Only the lines from the start of the entries up to and including the line with "2. [x] _If the spec (or its implementation) allows" should be written out, exactly as they stand.

[Items from a dataset]

________________________________________

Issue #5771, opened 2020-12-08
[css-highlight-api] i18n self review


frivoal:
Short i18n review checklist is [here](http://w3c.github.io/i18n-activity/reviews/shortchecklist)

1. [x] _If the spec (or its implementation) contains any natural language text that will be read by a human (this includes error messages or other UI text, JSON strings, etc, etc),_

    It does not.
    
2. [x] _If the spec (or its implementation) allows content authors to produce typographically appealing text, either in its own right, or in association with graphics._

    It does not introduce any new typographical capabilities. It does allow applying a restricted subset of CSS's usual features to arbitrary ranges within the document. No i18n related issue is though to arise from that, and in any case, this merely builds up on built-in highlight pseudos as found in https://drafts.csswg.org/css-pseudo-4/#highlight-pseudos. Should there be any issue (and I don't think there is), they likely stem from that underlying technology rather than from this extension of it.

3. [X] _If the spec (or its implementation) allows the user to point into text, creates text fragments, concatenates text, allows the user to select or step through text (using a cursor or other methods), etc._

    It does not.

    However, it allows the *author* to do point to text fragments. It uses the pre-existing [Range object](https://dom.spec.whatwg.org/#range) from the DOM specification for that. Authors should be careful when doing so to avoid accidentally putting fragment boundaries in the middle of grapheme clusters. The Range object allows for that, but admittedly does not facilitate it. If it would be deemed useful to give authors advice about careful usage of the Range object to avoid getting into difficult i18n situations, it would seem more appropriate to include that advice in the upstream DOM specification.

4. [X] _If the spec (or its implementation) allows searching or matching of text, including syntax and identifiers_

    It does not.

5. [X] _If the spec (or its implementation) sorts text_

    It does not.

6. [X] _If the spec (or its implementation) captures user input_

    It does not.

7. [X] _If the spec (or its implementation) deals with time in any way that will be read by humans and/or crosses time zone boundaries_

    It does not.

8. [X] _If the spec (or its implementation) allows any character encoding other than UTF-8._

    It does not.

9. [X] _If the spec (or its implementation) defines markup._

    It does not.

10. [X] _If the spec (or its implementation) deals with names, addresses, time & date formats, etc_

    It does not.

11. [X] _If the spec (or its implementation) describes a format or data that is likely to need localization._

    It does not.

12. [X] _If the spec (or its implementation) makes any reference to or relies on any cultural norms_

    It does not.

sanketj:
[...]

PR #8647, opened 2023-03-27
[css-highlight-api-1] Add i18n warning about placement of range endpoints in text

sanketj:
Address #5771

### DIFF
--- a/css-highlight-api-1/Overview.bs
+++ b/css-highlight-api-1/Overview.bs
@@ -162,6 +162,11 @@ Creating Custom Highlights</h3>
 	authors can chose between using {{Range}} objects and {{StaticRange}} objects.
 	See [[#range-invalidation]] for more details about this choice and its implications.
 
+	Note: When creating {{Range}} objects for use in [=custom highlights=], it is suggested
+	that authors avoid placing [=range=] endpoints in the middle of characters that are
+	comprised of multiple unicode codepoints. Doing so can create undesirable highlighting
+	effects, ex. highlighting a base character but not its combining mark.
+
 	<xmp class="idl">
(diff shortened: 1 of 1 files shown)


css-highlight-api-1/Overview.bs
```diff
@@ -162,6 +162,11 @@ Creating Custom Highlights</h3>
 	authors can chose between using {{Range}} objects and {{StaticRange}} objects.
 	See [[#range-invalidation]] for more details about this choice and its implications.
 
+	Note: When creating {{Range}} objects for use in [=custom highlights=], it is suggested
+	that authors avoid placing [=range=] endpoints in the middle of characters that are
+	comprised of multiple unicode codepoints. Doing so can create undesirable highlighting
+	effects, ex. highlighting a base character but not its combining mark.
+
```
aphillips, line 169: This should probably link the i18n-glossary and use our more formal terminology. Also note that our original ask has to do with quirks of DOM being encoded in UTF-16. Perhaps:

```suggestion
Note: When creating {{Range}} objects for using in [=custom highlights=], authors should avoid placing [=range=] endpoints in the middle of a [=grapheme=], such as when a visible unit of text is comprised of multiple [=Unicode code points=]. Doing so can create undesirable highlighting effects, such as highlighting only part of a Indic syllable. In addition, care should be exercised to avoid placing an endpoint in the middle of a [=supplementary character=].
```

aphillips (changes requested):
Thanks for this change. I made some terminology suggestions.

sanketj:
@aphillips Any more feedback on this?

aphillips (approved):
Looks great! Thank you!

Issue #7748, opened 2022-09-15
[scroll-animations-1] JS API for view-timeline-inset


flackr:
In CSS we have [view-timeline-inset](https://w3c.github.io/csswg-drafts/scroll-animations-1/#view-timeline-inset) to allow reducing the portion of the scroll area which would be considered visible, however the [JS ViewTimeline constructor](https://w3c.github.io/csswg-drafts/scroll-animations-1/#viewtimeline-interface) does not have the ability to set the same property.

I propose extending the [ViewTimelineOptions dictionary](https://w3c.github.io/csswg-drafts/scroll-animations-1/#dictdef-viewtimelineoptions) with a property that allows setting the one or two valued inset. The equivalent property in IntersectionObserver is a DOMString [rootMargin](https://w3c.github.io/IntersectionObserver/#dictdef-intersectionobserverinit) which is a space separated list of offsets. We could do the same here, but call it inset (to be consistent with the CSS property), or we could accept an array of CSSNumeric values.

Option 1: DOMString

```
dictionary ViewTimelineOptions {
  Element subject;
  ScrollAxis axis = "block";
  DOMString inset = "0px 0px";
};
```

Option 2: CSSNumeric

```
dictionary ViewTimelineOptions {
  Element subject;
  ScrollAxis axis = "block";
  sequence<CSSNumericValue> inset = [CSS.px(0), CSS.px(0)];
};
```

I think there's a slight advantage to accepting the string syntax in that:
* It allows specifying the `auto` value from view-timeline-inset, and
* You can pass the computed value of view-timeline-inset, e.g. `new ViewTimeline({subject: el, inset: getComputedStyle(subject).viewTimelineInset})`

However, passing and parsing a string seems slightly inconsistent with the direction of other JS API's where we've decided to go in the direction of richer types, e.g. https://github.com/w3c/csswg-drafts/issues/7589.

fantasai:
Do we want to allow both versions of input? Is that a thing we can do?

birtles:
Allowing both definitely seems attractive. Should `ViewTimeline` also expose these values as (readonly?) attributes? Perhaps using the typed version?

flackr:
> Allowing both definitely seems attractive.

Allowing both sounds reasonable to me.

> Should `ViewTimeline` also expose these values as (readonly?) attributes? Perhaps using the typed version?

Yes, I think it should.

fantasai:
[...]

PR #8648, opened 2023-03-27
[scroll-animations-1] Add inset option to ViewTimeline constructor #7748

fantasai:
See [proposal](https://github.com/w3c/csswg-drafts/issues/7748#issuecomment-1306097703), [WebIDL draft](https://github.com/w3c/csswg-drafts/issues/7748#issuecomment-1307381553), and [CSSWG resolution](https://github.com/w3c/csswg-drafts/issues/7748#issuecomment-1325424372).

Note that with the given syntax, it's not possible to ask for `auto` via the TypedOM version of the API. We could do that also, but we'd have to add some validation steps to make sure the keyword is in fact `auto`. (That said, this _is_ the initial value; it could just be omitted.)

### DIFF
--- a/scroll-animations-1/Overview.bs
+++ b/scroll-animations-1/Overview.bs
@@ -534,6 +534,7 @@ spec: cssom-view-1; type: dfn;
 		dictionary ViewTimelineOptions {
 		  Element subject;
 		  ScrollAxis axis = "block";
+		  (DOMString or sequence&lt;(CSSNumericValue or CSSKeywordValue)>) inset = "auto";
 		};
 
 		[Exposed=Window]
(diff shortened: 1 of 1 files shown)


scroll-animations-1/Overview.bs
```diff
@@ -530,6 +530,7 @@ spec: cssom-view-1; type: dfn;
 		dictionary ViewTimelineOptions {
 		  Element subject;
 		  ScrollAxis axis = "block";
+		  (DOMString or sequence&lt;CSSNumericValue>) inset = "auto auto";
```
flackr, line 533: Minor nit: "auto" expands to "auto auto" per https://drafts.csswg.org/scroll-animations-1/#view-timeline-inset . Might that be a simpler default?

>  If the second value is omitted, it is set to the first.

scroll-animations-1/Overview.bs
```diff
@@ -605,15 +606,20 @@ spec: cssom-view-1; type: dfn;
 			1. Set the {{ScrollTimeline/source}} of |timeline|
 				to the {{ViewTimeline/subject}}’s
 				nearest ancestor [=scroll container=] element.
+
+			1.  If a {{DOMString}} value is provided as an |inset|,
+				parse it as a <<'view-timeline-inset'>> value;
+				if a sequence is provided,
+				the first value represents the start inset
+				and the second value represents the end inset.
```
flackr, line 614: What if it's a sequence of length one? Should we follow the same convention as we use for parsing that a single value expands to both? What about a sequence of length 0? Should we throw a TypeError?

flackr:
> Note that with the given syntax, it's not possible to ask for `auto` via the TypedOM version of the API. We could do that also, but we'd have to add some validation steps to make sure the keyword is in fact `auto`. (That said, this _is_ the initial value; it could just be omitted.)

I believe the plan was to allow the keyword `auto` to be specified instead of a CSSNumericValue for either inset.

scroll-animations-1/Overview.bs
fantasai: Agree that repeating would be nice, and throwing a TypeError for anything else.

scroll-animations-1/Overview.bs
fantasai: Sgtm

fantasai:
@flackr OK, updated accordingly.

________________________________________

*Answer for this exercise*:
Issue #5771, opened 2020-12-08
[css-highlight-api] i18n self review


frivoal:
Short i18n review checklist is [here](http://w3c.github.io/i18n-activity/reviews/shortchecklist)

1. [x] _If the spec (or its implementation) contains any natural language text that will be read by a human (this includes error messages or other UI text, JSON strings, etc, etc),_

    It does not.
    
2. [x] _If the spec (or its implementation) allows content authors to produce typographically appealing text, either in its own right, or in association with graphics._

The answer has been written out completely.